A Câmara dos Deputados aprovou um projeto de lei que aumenta as penas para crimes de estupro, assédio sexual e registro não autorizado da intimidade sexual. A proposta também endurece punições previstas no Estatuto da Criança e do Adolescente (ECA) para crimes relacionados à pedofilia.

O texto aprovado nesta terça-feira (6) será encaminhado ao Senado Federal para análise.

O projeto é de autoria da deputada Delegada Katarina (PSD-SE) e foi aprovado com substitutivo da relatora Delegada Ione (Avante-MG).

Pena para estupro poderá chegar a 32 anos

Pela proposta, a pena para o crime de estupro passa de 6 a 10 anos para 8 a 12 anos de prisão.

Nos casos em que houver lesão corporal grave, a punição sobe de 8 a 12 anos para 10 a 14 anos. Já quando o crime resultar na morte da vítima, a pena poderá chegar a 32 anos de reclusão.

O texto também aumenta a punição para assédio sexual, que passa de 1 a 2 anos para 2 a 4 anos de detenção.

Já o crime de registro não autorizado da intimidade sexual terá pena ampliada de 6 meses a 1 ano para 1 a 3 anos de detenção.

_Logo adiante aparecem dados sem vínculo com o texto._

PR #496, opened 2019-05-23
bugfix: it would not compile!

alkemyst:


ghugo83:
Yes I fixed it in PR #495 
but now there is merge conflict :/

PR #504, opened 2019-07-17
Clean

mehendibasu:


ghugo83:
There was an issue with the skewAngle.
Also needed to be more generic to be able to flip bigParity.
Fully finalized in https://github.com/tkLayout/tkLayout/pull/505

PR #512, opened 2019-11-18
Riccardo s new parametrization: lower threshold: 1500 e- -> 1000 e-

ghugo83:
No major diff, reso slightly improved (since lower threshold).

IMPORTANT: param for 50x200 not updated.

Before PR:
- http://ghugo.web.cern.ch/ghugo/layouts/test/OT616_IT614_old_reso/layoutpixel.html 
After PR:
- http://ghugo.web.cern.ch/ghugo/layouts/test/OT616_IT614_new_reso/layoutpixel.html

PR #517, opened 2020-01-08
Riccardo s new parametrization: minor correction in 25 um parametrization.

ghugo83:
Recent update in parametrization: Lower threshold: 1500 e- -> 1000 e-
The shape at normal incidence (when lorentz angle = 0) was a hole, which was not expected.


ghugo83:
See PR #512

ghugo83:
Validated behavior at normal incidence (when B = 0).

**Barrel:**
Before:
before_barrel_x

After:
after_barrel_x


**Endcaps:**
Before:
before_endcap_x

After:
after_endcap_x

ghugo83:
Effect on pT resolution, d0 resolution, phi resolution is visible but not major (slight degradation).

PR #520, opened 2020-01-22
Add OT 617 (and OT 618): Increase TEDD outermost radius to improve transition with TB2S (and TBPS)

ghugo83:
- All TEDD: update smallDeltas to latest info.
PS 4 mm: 7.375 mm -> 7.550 mm.
2S 4 mm:  8.550 mm -> 8.595 mm.
2S 1.8 mm: 7.450 mm -> 7.495 mm.

- Improve transition region between TB2S and TEDD by removing readout hybrid in TEDD1, R15.
Special modules in TEDD1, R15, with halved number of strips / module. WARNING: MODULE MB NOT UPDATED!!
Outer radius increased by 20.47 mm : R15 sensors centers: 1023.16 mm -> 1043.63 mm.
Radii in TEDD1, R12, R13, R14 adjusted accordingly.

- OT618: do the same thing on TEDD 2 R15 as well.

- The idea behind this is to reduce the gap at eta ~ 1.05.
OT 617 layout might never be built, if the performance is not shown to improve significantly.
OT 618 layout is not likely to be built, since TEDD 2 design (Lyon) is already frozen.

### DIFF
--- a/config/stdinclude/CMS_Phase2/OuterTracker/Materials/ModuleMaterials/Components/2S_1Strip_referenceSensors
+++ b/config/stdinclude/CMS_Phase2/OuterTracker/Materials/ModuleMaterials/Components/2S_1Strip_referenceSensors
@@ -1,0 +1,11 @@
+// 2S, 1 Strip, reference sensors
+
+// Default sensor:
+ReferenceSensor 1 {
+  numStripsAcross 1016
+  numSegments 1
+}
+ReferenceSensor 2 {
+  numStripsAcross 1016
+  numSegments 1
+} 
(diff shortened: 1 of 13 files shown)


ghugo83:
Effect on performance:

- ref: http://ghugo.web.cern.ch/ghugo/layouts/test/OT616_IT613_fix_pT/errorstracker.html 
ref

- OT 617: http://ghugo.web.cern.ch/ghugo/layouts/test/OT617_IT613_test/errorstracker.html
OT_617

- OT 618: http://ghugo.web.cern.ch/ghugo/layouts/test/OT618_IT613/errorstracker.html
OT_618

PR #590, opened 2022-10-03
Reduce Tracker2SOuterRadius by 2cm

adewit:
To avoid clash between tracker volume and BTL. Does not affect positions of tracker modules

Projeto endurece punições contra crimes envolvendo crianças

O projeto ainda amplia penas previstas no ECA para crimes relacionados à pornografia infantil e aliciamento de menores.

Entre as mudanças aprovadas estão o aumento das punições para armazenamento, divulgação e venda de conteúdos pornográficos envolvendo crianças e adolescentes, além do endurecimento da pena para quem aliciar menores pela internet ou outros meios de comunicação.

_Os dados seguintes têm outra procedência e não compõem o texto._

PR #591, opened 2022-10-27
Update of OT 2S and PS modules to latest baseline geometries

Negusbuk:
# 'Measurements' on a CAD model result in the volume of a part. Direct access to mass is only possible if the model knows the material used for a give part and the corresponding material data available in the CAD system is actually correct. When import STEP files material assignment and data are not available, therefore I only measured and provided the volume.

#  stdinclude/CMS_Phase2/OuterTracker/ModuleTypes/ptPSlarger_320
- line 41: What is hybrid thickness?
- line 43: What is outerSensorExtraLength?

# stdinclude/CMS_Phase2/OuterTracker/ModuleTypes/pt2S_320
- line 37: What is hybrid thickness?

# stdinclude/CMS_Phase2/OuterTracker/Materials/ModuleMaterials/Components/MPA_and_bumps
- Please check if there really is underfill used and how much

# stdinclude/CMS_Phase2/OuterTracker/Materials/ModuleMaterials/Components/PS_Hybrid_Spacers_XY
- In the 2.6 and 4.0 mm modules there is a AlN middle-spacer around which the flex is folded. In all versions there are two corner spacers in each hybrid. Does there have to be a splitting in the config files for this? Target volume for both middle and corner spacer is 56. Middled spacer is in the central part of target 56, corner spacer at the ends of target 56.

# stdinclude/CMS_Phase2/OuterTracker/Materials/ModuleMaterials/Components/2S_Module_Supports
- It seems that the parts in this file are the inserts + screws + washers to mount the modules. If so there must be a distinction between TB2S and TEDD. Inserts look substantially different in both sub-detectors.
- A similar file doesn't exist for the PS modules. Also here we need inserts and screws for positioning and mounting. The inserts are different in TEDD, tilted and flat TBPS.

# stdinclude/CMS_Phase2/OuterTracker/Materials/ModuleMaterials/ptPS_320_XY_components
- There will by a layer of thermal interface material (TIM) between the support structure and the PS module base plate. It should be foreseen that the three different sub-detectors use different type of TIM and also different thicknesses.

# stdinclude/CMS_Phase2/OuterTracker/Materials/disk
# stdinclude/CMS_Phase2/OuterTracker/Materials/MechanicalSupports/SupportsEndcapTEDDTop_V616.cfg
# stdinclude/CMS_Phase2/OuterTracker/Materials/MechanicalSupports/SupportsEndcapTEDD1_V351.cfg
# stdinclude/CMS_Phase2/OuterTracker/Materials/MechanicalSupports/SupportsEndcapTEDD2_V366.cfg
- These files definitely need an update but they are a mystery to me...

### DIFF
--- a/config/chemical_compounds.list
+++ b/config/chemical_compounds.list
@@ -23,6 +23,9 @@ C2H4                       0.89                       C:2                  H:4
 AlN	                       3.26	                     Al:1                  N:1
 # aluminium-nitride
 
+hBN                        2.1                        B:1                  N:1
+# hexagonal Boron nitride
+
 Si3N4                      3.183                     Si:3                  N:4
 # silicon nitride
 
--- a/config/chemical_mixtures.list
+++ b/config/chemical_mixtures.list
@@ -67,6 +67,12 @@ CF                         1.91                    C:1.0
 Epoxy	                     1.16                CH2OCN:1	 
 # EX1515 from Duccio, Composite materials, 14/01/2015
 
+Epoxy_601LV                  1.15                CH2OCN:1
+# from Polytec PT technical data sheet
+
+Epoxy_TC437                  1.35                Epoxy:0.80        hBN:0.2
+# density from Polytec PT technical data sheet; BN doping ratio to be confirmed
+
 #CFRP	                     1.84	                   C:0.78            Epoxy:0.22
 # from Duccio, Composite materials, 14/01/2015
 # Density & compo ok??
--- a/config/chemical_mixtures.list
+++ b/config/chemical_mixtures.list
@@ -312,7 +312,7 @@ FPIX_PE	                 0.95	                    PE:1
 TEDD_Steel	             7.8	                 Steel:1
 
 
-
+EN_AW-7075               2.8                 Al:0.903 Zn:0.056 Mg:0.025 Cu:0.016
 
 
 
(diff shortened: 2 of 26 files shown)


alkemyst:
Hi Andreas,
  it looks like you did quite some updating of the material files! :-)
  Are these changes proposed for tkLayout to be directly imported? Do they need some kind of revision/validation?

Thanks
Stefano

Negusbuk:
Hi Stefano,
I also made changes to the structure I think it would therefore be good if my updates could be checked before merging. As mentioned in my comments I only added correct/current values for the volume of module parts and not the mass. Is it possible to simple change the unit from e.g. g to e.g. mm^3 or does one have to calculate the mass from volumes and density?
Cheers,
 Andreas

alkemyst:
Hi Andreas,
  we have some way of converting the material to mass, but at the moment the volume is not one of them.
  The material units we can give have been so far (from `src/MaterialObject:352`)
```
      {"g", GRAMS},
      {"mm", MILLIMETERS},
      {"g/m", GRAMS_METER}
```
   but since maintainability is crucial, if you tell me that we know some materials by volume, then it would be rather simple to implement a new unit (mm3). What do you think?

Thanks

Negusbuk:
Hi Stefano,
as mentioned before measuring part in CAD typically gives the volume so a new unit mm3 would really make updating values much easier. Many thanks...
Cheers,
 Andreas

alkemyst:
Hi Andreas,
  it looks I was lucky enough that the patch to add mm^3 was very simple. I created a pull request
  https://github.com/tkLayout/tkLayout/pull/592

  Would you be able to check out the new code (repo : alkemyst branch materialVolumeUnits ) and check if the added material corresponds to what it should be?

Condenados poderão perder cargo público e poder familiar

Outro ponto previsto no texto é a perda automática do poder familiar em casos de condenação por crimes sexuais cometidos contra filhos, descendentes, tutelados ou pessoas sob guarda legal.

A proposta também prevê perda de cargo público, função pública ou mandato eletivo quando a condenação resultar em pena superior a quatro anos de prisão.

Além disso, condenados por estupro ou estupro de vulnerável poderão ser proibidos de receber visitas íntimas no sistema prisional.